In the first quarter of my first year I joined The Chicago Maroon, as a nervous new College student, curious about the diverse array of events occurring at the University. During my time on the paper, I worked as a news editor, the deputy editor-in-chief, and a social media editor. While serving in those roles I spent more time in The Maroon office than my apartment, I turned in midterms late in order to cover breaking news, and I learned more about the University than I could have from one of Dean Boyer’s famous monographs.
To be a part of The Chicago Maroon is to be a part of history. Established in 1892, the newspaper is the longest-running publication on campus. The Maroon’s office, hidden in the back of Ida Noyes Hall, holds the newspaper’s long past and current present. During any given production night, students debate journalistic ethics, review the ad sales for the week, and work technical magic at the computer to design the physical publication. Lining one wall of the office is The Maroon’s archives–every printed edition of the newspaper–one of the richest collections of the University’s history outside of Special Collections.
During its long history, The Maroon has run gossip columns, almost leaked state secrets about the atomic bomb, and documented Bernie Sanders’ early political activism. From breaking news stories about the changing Core to ads promoting 1940s war bonds, The Maroon’s archives cover the history of the University and its surrounding communities.
Many now-famous alumni have poured late hours into articles that are now archived in these books.
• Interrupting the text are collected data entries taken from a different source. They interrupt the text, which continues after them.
PR #1476, opened 2025-12-17
feat: rechunk with rpm-ostree

renner0e:
The legacy rechunker is basically unmaintained, this is a much safer
option to reduce our (delta) image size.

https://coreos.github.io/rpm-ostree/build-chunked-oci/

We can further reduce the layer diff by utilizing --previous-build in
the next rpm-ostree release. It still has a couple problems in the
current release in combination with non-rpm layers.

https://github.com/coreos/chunkah is very early in development, don't
bother for now.

### DIFF
--- a/build_files/base/17-cleanup.sh
+++ b/build_files/base/17-cleanup.sh
@@ -32,7 +32,7 @@ systemctl enable rechunker-group-fix.service
 systemctl enable flatpak-preinstall.service
 
 # disable sunshine service
-systemctl --global disable sunshine.service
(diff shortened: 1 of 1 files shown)


renner0e:
if we merge this then we should do this after the weeklies published so we get testing from our most technical users + we should make a blog post about this change only, no other topics, if something blows up we have a central place to do damage control of it, if it ever comes to that.

inffy:
Noted.

Also tested switching to image with this and nothing blew up. Also rollback was succesfull

PR #1504, opened 2025-12-20
feat: add containerd to base

inffy:
To be used with brew docker.

Step 1 to remove -dx


inffy:
Any thoughts on this?

PR #1534, opened 2025-12-27
fix(ci): use intermediate environment variables

renner0e:
mitigates script injection attacks
https://docs.github.com/en/actions/concepts/security/script-injections

Only doing the main image build for now to make this not a nightmare to review

2 ACKs would be nice :)


NiHaiden:
I read through your changes (and the docs) and it seems like it won't blow up, merging it.

PR #1604, opened 2026-01-07
chore(flatpak,iso): get flatpaks from common

inffy:
Needs: https://github.com/get-aurora-dev/common/pull/97

### DIFF
--- a/image-versions.yml
+++ b/image-versions.yml
@@ -2,7 +2,7 @@ images:
   - name: kinoite-main
     image: ghcr.io/ublue-os/kinoite-main
     tag: latest
-    digest: sha256:00f20c5ccc31e6c9861eeb73e9de8858329c843cde301d1970e251aee245ece0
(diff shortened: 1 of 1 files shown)


.github/workflows/reusable-build-iso-anaconda-webui.yml
```diff
@@ -73,12 +66,21 @@ jobs:
           echo "artifact_format="$image_name-${{ matrix.image_version }}-webui-$(uname -m)"" >> "${GITHUB_OUTPUT}"
           echo "kargs=$KARGS" >> "${GITHUB_OUTPUT}"
 
+      - name: Generate titanoboa-compatible file list
+        id: flatpak_list
+        run: |
+          set -eoux pipefail
+          FILE_LIST="$(mktemp)"
+          git clone https://github.com/get-aurora-dev/common.git common
```
tulilirockz: Using the checkout action is probably better than doing this tbh

inffy: But we would still need to parse the Brewfile right?

PR #1615, opened 2026-01-10
feat: move to upstream base images

renner0e:
Instead of using the ublue-os/kinoite-main base image we would be using
the ones built by Timothée over at https://gitlab.com/fedora/ostree/ci-test

This is a good path forward for Aurora because:

- we no longer have to undo things we inherit from ublue-os/main
- less overall dependencies
- we can make more conscious decisions about what goes into the image
- it's easier now to build images on top of upcoming Fedora versions
  (even KDE nightly ones) or to base on top of potential future images
  that are more aligned with our goals and needs

This would come at the cost of maintaining most of what main did
previously ourselves.

This PR is not supposed to clean stuff up, introduce as few changes as possible to what we currently have.

## Tests

- [x] Fedora flatpak is disabled, do we actually need the additional services from main? not a problem, we are not bringing that service in anyway because of our own flatpak version.
- [x] renovate, [seems to work](https://github.com/ublue-os/renovate-sandbox/pull/65/changes)
- [x] [only minimal changes are introduced](https://gist.github.com/renner0e/ce7d0eca98a3cc4a5864a60252b3b10e) (aurora:latest), seems fine to me, nothing that would break anything
- [x] all the coprs/repos disabled?
- [x] generally doesn't blow up due to the secure boot handling change (no ublue-os-akmods-addons). Booted for me with secure boot enabled so I guess it's fine.
- [ ] nvidia doesn't blow up for whatever reason (I don't have the hardware)

### Merge after weeklies


inffy:
So this changes our flow a little bit right (correct me if I am propably wrong lol)?

Current model:
akmods run with cron timer -> that kicks automatic ublue-os/main rebuild -> our renovate picks up the changed kinoite-main and updates our images.

What time does timothees builds run? Was just wondering that if they run before our scheduled akmods runs then we would be behind "one day" or something like that. Doesn't really affect that much, just wondering out loud.

renner0e:
> AT that point akmods is already built, so basically we don't need to renovate based on akmods(?).

I mean we could but we currently don't as well.
We don't explicitly rebuild stable or something when coreos releases, we just happen to get it on the next run.

PR #1657, opened 2026-01-19
fix: logos package conflict on downstream images

renner0e:
Not having *-logos leads to conclicts and will either break package
layering (file already exists) or completely replace them if used in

In our midst, we’ve had Kinsey Wilson AB’79, the executive editor of USA Today; Robert B. Silvers AB’47, the co-founder of The New York Review of Books; multiple Pulitzer-Prize winners like David S. Broder AB’47, AM’51 and Daniel Hertzberg AB’68; and even Supreme Court Justice John Paul Stevens AB’1941.
What does it take to produce an eight- to 16-page student newspaper every Tuesday and Friday? Long hours, financial independence from the University, and a lot of peanut M&Ms. The Maroon consists of four editorial sections, a business team, a social media staff, and a team of web developers. Behind these classifications are over 100 students, working at all hours to produce a newspaper. The power of being the person to give final approval to an issue and send it to the printer is a giant responsibility that requires attention to detail, trust in a hardworking staff, and willingness to accept and respond positively to criticism.
Back in my freshman year I would never have imagined the amount of work I would put into The Maroon. After covering a town hall meeting featuring a new University administrator, I became interested in Student Government and campus activism, hoping to learn more about how students interacted with the governance of the University, which became my beat. By my second year I worked as a news editor, organizing the section and helping new students develop their own writing and journalistic interests.
As I became more involved in The Maroon I became more invested in overseeing its own internal structure. The Maroon is in a unique position to manage its staff and finances independent from the University, allowing students a high level of autonomy in the functioning of the newspaper. I hoped to develop a stronger sense of its history, organization, as well as an orientation to the changing trends in journalism. I ran for deputy editor-in-chief in the winter of my second year in order to implement my vision.
While none of this work was easy when added to the job of covering breaking news, I’m proud to have contributed in some way to the history of the newspaper. Although no single person can define an organization that has such a long legacy, I hope to have kept the newspaper on a strong trajectory.
In my various roles on The Maroon, I have learned how to think critically and ask clear questions, to write clearly and concisely, to work with and manage other students, and to put out a newspaper during a power outage.
More importantly, however, I gained a family the The Maroon. My first editors, many of whom are professional journalists now, became my mentors and inspirations. My co-editors became some of my closest friends, because there’s something about splitting a bag of M&Ms at 3 a.m. that really brings people together. The writers I trained have challenged me to constantly rethink my own assumptions and habits.
The Maroon has existed in many forms over the past 124 years, and I’m proud to have been a small part of that history.